April 22, 2013 Leave a comment
Adap.tv is an emerging leader in the video advertising sector. It is critical for us to stay on top of this fast moving industry. We needed a deployment methodology that allowed us quickly develop and release changes without disrupting our clients.
Two years ago we decided to switch to continuous deployment (CD). Today it’s hard to imagine going back. CD allows us to move fast, saves time on integration, and helps to find and fix bugs. As with anything else, the hardest part is to start. In this blog we would like to share our experiences of switching to and using the CD approach.
Probably, the most important thing is not to over-analyze or over-optimize. Don’t try to solve problems you are not facing. Implement simple solutions for problems you encounter as needed. It may sound like a cliché but many fall into that trap.
Here is a list of what you need when shifting to CD:
- Automatic validation/Immune system
- Code reviews
- Automatic deployment mechanism
You may already have all or some of this. There are different methodologies that can be applied to each of these systems. In any case, keep it as simple as possible.
- Work in small incremental changes and deploy each change as soon as possible. Last complete work day we had 28 production deployments in our system.

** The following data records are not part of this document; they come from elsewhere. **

Issue #71, opened 2020-11-02
Display hotspot locations with international friendly data.


philltran:
[As reported by Finita la commedia in discord](https://discord.com/channels/404106811252408320/750533049623773304/772810297936707584). 

Currently, explorer and app show "City, State" for US locations and "City, City" for international locations. 
![image](https://user-images.githubusercontent.com/812816/97886753-01585c80-1cf7-11eb-93f2-e8c8f7e71637.png)

I suggest displaying "City, State / Province, Country"

philltran:
Adding the country looks easy enough since there is a data.long_country field. 

The issue of not showing the international province may be an upstream issue. 

```
    {
      "address": "112kSXBK6iJReNq2iihxGE9gwGymPTcfYnJ9yn4ucGvYkCqYq1HW",
      "id": 4102,
      "lat": 52.536173153662375,
      "lng": 13.406815834090017,
      "location": "8c1f1d4899751ff",
      "long_city": "Berlin",
      "long_country": "Germany",
      "long_state": "Berlin",
      "long_street": "Schwedter Straße",
      "name": "Passive Golden Ape",
      "owner": "13LB84v8EpPPWbnscH8sd6RbfPjWU8YLoLWuqMKrwwqx6qxxhiT",
      "score": 0.25,
      "score_update_height": 357111,
      "short_city": "Berlin",
      "short_country": "DE",
      "short_state": "Berlin",
      "short_street": "Schwedter Str."
    },
```

abhay:
Looks like the duplicate is due to the fact that the province is also called Berlin. @madninja any generalized advice here? Should the API provide a "formatted city" instead?

philltran:
Ah. Sorry for my lack of world geography knowledge. lol

Thanks for looking in to that.

madninja:
This is what the geocoder returns for various localities @abhay. I'd rather not have any API include "display" strings since that is extremely app specific?

abhay:
Generally agree on not prescribing display but we already are with a locale assumption. Other option could be for us to geocode live in the app with the user's browser locale.

madninja:
> Generally agree on not prescribing display but we already are with a locale assumption. Other option could be for us to geocode live in the app with the user's browser locale.

Are we? because what locale are we assuming? you mean English? try some of the Eastern European cities for a change in utf8 scenery

abhay:
I don't have a strong preference but as we enter more locales, It'd be nice to use the browser's hints to determine how to format.

PR #72, opened 2020-11-02
Add country to location display of hotspot.

philltran:
Addresses issue #71 

Added the country field to hotspot location.

The issue of international province repeating the city name may be an upstream issue in the API.


danielcolinjames:
I changed the country to the long version instead of the short code, to avoid confusion for overlapping state shortcodes and country codes (e.g. California and Canada are both "CA") and because I think a lot of people aren't going to be familiar with all country codes. I'm also tempted to do the long version of the state, because people who aren't from that country are unlikely to know them, but I'll leave that the way it is for now.

I also added a bit of conditional logic to check if there is state data, because hotspots in some locations, [e.g. Iceland](https://explorer.helium.com/hotspots/112naumYVvTjEpJGHg3iM9hhnWgV2rYmFUYramN7e627ARTqX4Pe), were showing up like this:

`Reykjavík, `

or, with the country (but no state):

`Reykjavík, , Iceland`

Some good example hotspots to test this with:

Hotspot with no location:
http://localhost:3000/hotspots/112soRkwGQqYasccpxyqwpEjD6S38PH3AWRSPGrKog9e6E2Ey9J5

Hotspot with non-US state:
http://localhost:3000/hotspots/119bBW7vx7eGHZ7sE97aZGqg7CqUCSJGfwsouD19MMZrBs5HwD1

Hotspot with no state in non-US country:
http://localhost:3000/hotspots/11VFTt2ikhSwFS41SDc1mhQ98yV6MAZ8KWFUBGuNqJqcEtVWipZ

For a visual of what I mean, before (currently deployed):
Screen Shot 2020-11-02 at 1 27 53 PM

After (this PR, including my additions):
Screen Shot 2020-11-02 at 1 27 39 PM

philltran:
Thanks for adding the conditional logic! 

I was not trying to add to your plate... I was trying to help you out. Please let me know if you want me to add more features to a PR in the future. Unless it is just easier for you to fix it yourself. I know how that goes sometimes. 

Thanks again.

danielcolinjames:
@philltran oh no worries at all! It was definitely still very helpful 😄  

I had been meaning to fix the state thing for awhile but hadn't gotten around to it so I decided I might as well just add it to this PR while I was in there  🙂

components/HotspotsList.js
```diff
@@ -36,7 +36,18 @@ const hotspotColumns = [
     key: 'location',
     render: (data) => (
       <span>
-        {data.longCity}, {data.shortState}
+        {data?.longCity === null &&
```
allenan, line 39: would it be worth pulling this logic into a helper? since it seems like it will be useful in a few different areas of the app

danielcolinjames: @allenan  yeah I was thinking the same thing and almost did it that way, but I realized some parts of the code are looking for different field names, e.g. `short_state` vs `shortState` and the data structure was a bit different as well when generating the witness list from a hotspot's data vs what gets passed into a <Table /> as columns

I didn't look too deeply into why the structure was different and just decided for now it's probably not worth abstracting and having to manage the different cases inside the abstracted function  🙂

- It is very important to keep each change small. The change does not have to implement the entire feature. Each submitted change usually represents a small part of the functionality in development.

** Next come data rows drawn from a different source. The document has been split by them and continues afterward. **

PR #77, opened 2020-11-06
Autocomplete for search bar

allenan:
This adds an [AutoComplete](https://ant.design/components/auto-complete/) component for the search bar. I decoupled `withSearchResults` data HOC from the `SearchBar` presentational component so that this will be transferable to future designs. We currently just use Algolia for the hotspot search. For the other types, we deduce what kind of thing it could be (e.g. if it's an integer, assume it's a block height) and query the API at search time. There's certainly room for additional design in some of the search results (I only really focused on making hotspot results look decent). And there's also room to make search better by indexing more things in Algolia (accounts for example if we wanted to allow partial search on account address).


danielcolinjames (approved):
🔥  looks great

- Commit the code into a separate branch of source control and have one or two other engineers review the code. The exact process depends on the size of the team and how many engineers have approval rights. See code review section below.
- The Immune system runs automatically and validates the changes.

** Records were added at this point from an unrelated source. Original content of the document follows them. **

PR #81, opened 2020-11-11
Update witness and PoC path info

### LINKED ISSUE #79: show witness distance in poc transactions
{hotspot_name} witnessed {distance in miles} away at {rssi}, {SNR}, {SF}, valid/invalid.

danielcolinjames:
Fixes #79 

(cc: @cokes518 @abhay @amirhaleem @allenan  would be great to get your feedback on this!)

I added a "Distance (h3)" label that will say in red if it's too close or too far based on the `poc_v4_exclusion_cells` and `poc_max_hop_cells` chain variables:
Screen Shot 2020-11-10 at 5 25 12 PM

I also tried to make the presentation of the witness data a little bit easier to parse quickly. Still adding a few touches to this and testing lots of different transactions to try to make sure it doesn't break anywhere.

# Some things I'd like feedback on for this PR:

- If the immune system finds bugs or the code review was not satisfactory, fix issues and re-submit the code.
- Once a change passes the code review and immune system, merge the change into the main branch. It’s important to note that merging code into the main branch is only possible after the change was approved and verified. See code review section below.
- CD scripts monitor the main branch and automatically pick up latest changes and deploy approved and verified code to production. As the code is deployed ‘self tests’ run on each machine to make sure that the services started correctly.
- Monitor key indicators for each service following the deployment to make sure that the change doesn’t cause unexpected problems.
- Minimize Risk: There are sensitive time periods when CD will not deploy changes to production. This is done to prevent potential crises when engineers are out of the office on weekends or holidays.
Automatic validation/Immune system
In our case, the Immune system verifies each of the services via its API. A typical test involves pre-defined test-case data and definitions of expected responses. When we first started using CD, our immune system only checked the basics. It is much more developed today.
Different software components have separate immune systems. It’s important to note that some changes require validation by multiple immune systems. An example of such a component is the database. Deploying changes to the database schema mandates executing immune systems for each software component that depends on that database.
Code reviews are a crucial part of CD. Reviews not only find bugs but also help train the engineering team. Depending on the engineering culture, a code review system based on administrative action might be ineffective. Automation has to be put in place. We are using combination of git and gerrit to achieve that.
Gerrit defines three roles: review, approve and verify. The number of people who ‘Approve’ should start out limited and grow as more people gain expertise.
We use BASH shell scripts to execute the CD mechanism. The deployment script runs the immune system and distributes binaries across the cluster. On each machine we have scripts to start and stop applications once new code is deployed.
There are multiple types of monitoring:
- deployment process monitoring – sends an e-mail about the deployment process. It is a responsibility of the engineer who submitted the change to make sure that the deployment succeeds.
- business health monitoring – monitors critical business parameters. We use cacti graphs to visualize this data.
- system performance monitoring – monitors the health of the system. We use ganglia graphs to visualize this data.
Pitfalls of CD
Although our development team is happy with CD, the flip side is customer experiencing frequent changes. This is especially relevant to the GUI.
To keep continuous GUI changes from surprising our customers, we use product flags to hold back certain deployed features until our clients are ready. That lets us use CD and avoid customer confusion with frequent GUI changes. Once a feature is fully released, the product flag is retired and the code is simplified.
At the start of the process many of us had doubts that CD was practically possible. The most frequent concern was reliability. A fear that CD will cause the entire production environment to meltdown and disrupt our business. But it never happened. In fact, our rate of serious production problems decreased and the speed of business feature development and deployment increased. Another plus is that it boosted sense of system ownership and job satisfaction in the engineering team.